The characteristics of the nine data sets in the experiment are shown in Table 1.

Table 1 The data characteristics of the data sets

In this paper, we do the experiments on Gaussian radial basis kernel function and wavelet kernel function, respectively. And then we compare their experimental results. By comparison, we can prove that the WTWSVM proposed by this paper is feasible. The experimental results are shown in Table 2.

Table 2 The experimental results

In order to visually observe the experimental results, the experimental results have been graphed to an effect diagram. It is shown in Fig. 5.

Fig. 5
figure 5

The effect diagram of experimental results

From Fig. 5, we can visually see that the classification accuracy curve of WTWSVM in each data set significantly lies above the curve of TWSVM (Gaussian kernel). This clearly shows that the classification accuracy of WTWSVM is higher than TWSVM (Gaussian kernel). Therefore, from Table 2 and Fig. 5, we can have the following conclusion: WTWSVM is feasible, and it improves the performance of TWSVM significantly. The reason for having such a good effect is that WTWSVM proposed by this paper has used the wavelet kernel function. Wavelet analysis has the characteristics of multivariate interpolation and sparse change, and it is suitable for the analysis of local signals and the detection of transient signals. The introduction of wavelet technology improves the classification performance of TWSVM, and the generalization ability of TWSVM also has been improved definitely.

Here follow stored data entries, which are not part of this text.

PR #703, opened 2026-08-02
Cap nested bounded-array tuple expansion by cumulative product

### LINKED ISSUE #690: Nested arrays with minItems/maxItems expand combinatorially and hang the compiler on default options
Found by fuzzing, reproduced by hand on `master` at `43ba08b` (Node v22.22.2, json-schema-to-typescript 15.0.3).

**Schema** (173 bytes, three nested bounded arrays of strings):

```json
{
  "type": "array",
  "items": {
    "type": "array",
    "items": {
      "type": "array",
      "items": {"type": "string"},
      "minItems": 1,
      "maxItems": 20
    },
    "minItems": 1,
    "maxItems": 20
  },
  "minItems": 1,
  "maxItems": 20
}
```

**Options:** defaults.

**What happens:** `compile()` never returns. I killed it at 60s, and again at 120s in an earlier run.

With `format: false` it does return, which shows where the work is going:

| `maxItems` (each level) | output |
| --- | --- |
| 18 | 40.6 MB |
| 19 | 55.6 MB |
| 20 | 75.0 MB |
| 21 | 99.8 MB |
| 22 | **0.00 MB** (falls back to unbounded arrays, returns in 0.2s) |

So a 173-byte schema generates 75 MB of TypeScript, and the hang on default options is Prettier trying to format it. Generation itself is fast (~0.2s) — the cost is the sheer volume.

**Expected:** either bounded output, or the same fallback to `T[][][]` that `maxItems: 22` already produces.

**Why it matters:** the cliff is invisible and inverted — `maxItems: 22` compiles instantly, `maxItems: 20` wedges the build. Nothing about the schema looks expensive, and 20 is exactly the default expansion limit, so the worst case sits right at the default. A bounded 20×20×20 grid is an ordinary thing to write.

**Root cause:** the guard added for this class of problem, `Remove maxItems if it is big enough to likely cause OOMs` (`src/normalizer.ts:150`), tests one array against `options.maxItems`:

```ts
if (maxItems !== undefined && maxItems - (minItems as number) > options.maxItems) {
  delete schema.maxItems
}
```

That is a per-array test, so each level here passes it (`20 - 1 = 19`, not `> 20`) while the levels multiply: ~21³ tuple combinations. It also explains the table above exactly — at 22, `22 - 1 = 21 > 20` trips the guard and the fallback kicks in.

**Possible direction:** carry the expansion already committed to by ancestor arrays and test the cumulative product against `options.maxItems`, rather than each array in isolation.

I have not opened a PR for this one. Changing when tuple expansion falls back is a semantics decision — it changes emitted types for schemas that compile fine today — so it seemed better left to you than guessed at. Happy to implement whichever direction you prefer.

bcherny:
Fixes #690.

The OOM guard in `normalizer.ts` checked each array's `maxItems` against `options.maxItems` in isolation, so nested bounded arrays (each within the limit on their own) could still multiply together into a combinatorial number of tuple variants. The fix walks up the parent chain and multiplies in each enclosing bounded array's fill count before comparing against `options.maxItems`, falling back to an unbounded array type at whichever nesting level would push the cumulative product over the limit.

Regression test: `test/e2e/arrayNestedMaxItems.ts`.


bcherny:
---

PR #704, opened 2026-08-02
Fix invalid index signature type when patternProperties/additionalProperties combine with named properties

### LINKED ISSUE #671: Override the key pattern for patternProperties ?
Would it be possible to add a setting to override TyeScript index key?

The following JSON schema

```json
{
  "type": "object",
  "title": "test",
  "properties": {
    "gid": {
      "type": "string"
    }
  },
  "patternProperties": {
    "^x-.*$": {
      "type": "number"
    }
  }
}
```

Returns a type that makes the named property unusable

```typescript
export interface Test {
  gid?: string;
  /**
   * This interface was referenced by `Test`'s JSON-Schema definition
   * via the `patternProperty` "^x-.*$".
   */
  [k: string]: number;
}
```

As `gid` will now be expected by TypeScript to be both a string and a number, even though my actual schema requires those properties to be prefixed with `x-` and they wouldn't conflict

I can work around this by setting `tsType: unknown` on the patterned property - at least TS will allow me to set `gid` to a string then. 

If I could to something like ``tsKey: "[K in `x_${string}`]"`` I could work around this without the project having to attempt to infer a proper TS template. It would also offer a workaround for #518

bcherny:
Fixes #671.

TypeScript requires every named property's type to be assignable to an interface's index signature type. The generated index signature was typed only from `patternProperties`/`additionalProperties`, ignoring sibling `properties`, so tsc rejected the output (TS2411). This widens the generated index signature type to also cover the named properties' types (including `| undefined` for optional ones), which is the root cause fix.

Does not cover overriding the pattern-property key pattern itself, which is a separate feature request and a design decision for the maintainer.

Regression test: `test/e2e/patternProperties.9.ts`.


bcherny:
---

PR #705, opened 2026-08-02
Fix justName truncating dotted $ref definition names

### LINKED ISSUE #645: `justName` with `$ref` definition may be unexpected
https://github.com/bcherny/json-schema-to-typescript/blob/25c1d2752ff4bad135d6fc53e80c2f99784b0e6f/src/normalizer.ts#L100

In our case, `dereferencedName` could be `#/definitions/v1.ManagedFieldsEntry`, it's not a filename but internal reference name, but `justName` consider it as `filename` always, it should consider `#` character actually. Currently, it returns `v1` but should be `v1.ManagedFieldsEntry` or `ManagedFieldsEntry`, right?

bcherny:
Fixes #645.

`justName` stripped everything after the first `.` in a dereferenced `$ref` (eg `#/definitions/v1.ManagedFieldsEntry` became `v1`), because it ran the JSON Pointer fragment through the same `stripExtension`/`extname` logic used for real file paths. The fix makes `justName` detect a `#` and, when present, use the last path segment of the fragment directly instead of extension-stripping it.

Does not cover file-extension stripping for real filenames (eg CLI/multi-file inputs) - that path is untouched.

Regression test: `test/e2e/refDottedDefinitionName.ts`.

---
_Generated by [Claude Code](https://claude.ai/code/session_01LbwECjWZ9dg1ERdrLGUdKH)_


bcherny:
---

But this experiment still has some shortcomings. It is that we use the grid searching method to find the optimal parameters in this experiment. This method is relatively inefficient, and it often cannot find the optimal parameters. This shortcoming is worthy to be solved in further studies. However, for the advantages of the algorithm proposed by this paper, this problem is negligible. The successful use of the wavelet kernel function in WTWSVM not only improves the classification accuracy and performance of TWSVM, but also expands the range of the kernel function selection in TWSVM. This is beneficial to the further development of TWSVM.

5 Conclusion

The classification algorithm has been developed rapidly in recent years, and the twin support vector machine as an excellent machine learning method is also a research hot spot in the field of machine learning in recent years. But the TWSVM also has some problems and shortcomings. For the kernel function selection problem in TWSVM, we propose the WTWSVM in this paper. This algorithm makes use of the features of wavelet analysis and applies the wavelet analysis techniques to the twin support vector machine. This has greatly improved the performance of twin support vector machine, and it also expands the range of the kernel function selection in TWSVM to further broaden the research direction of TWSVM. It will play a significant role in promoting the further development of TWSVM. However, the parameters of the algorithm in this paper are determined by the grid searching method, so the efficiency of this method is relatively low, and it is difficult to find the optimal parameters. Therefore, in order to further improve the performance of the algorithm, we can start from this point to continue to optimize the algorithm in the next research work to further improve the classification accuracy of TWSVM.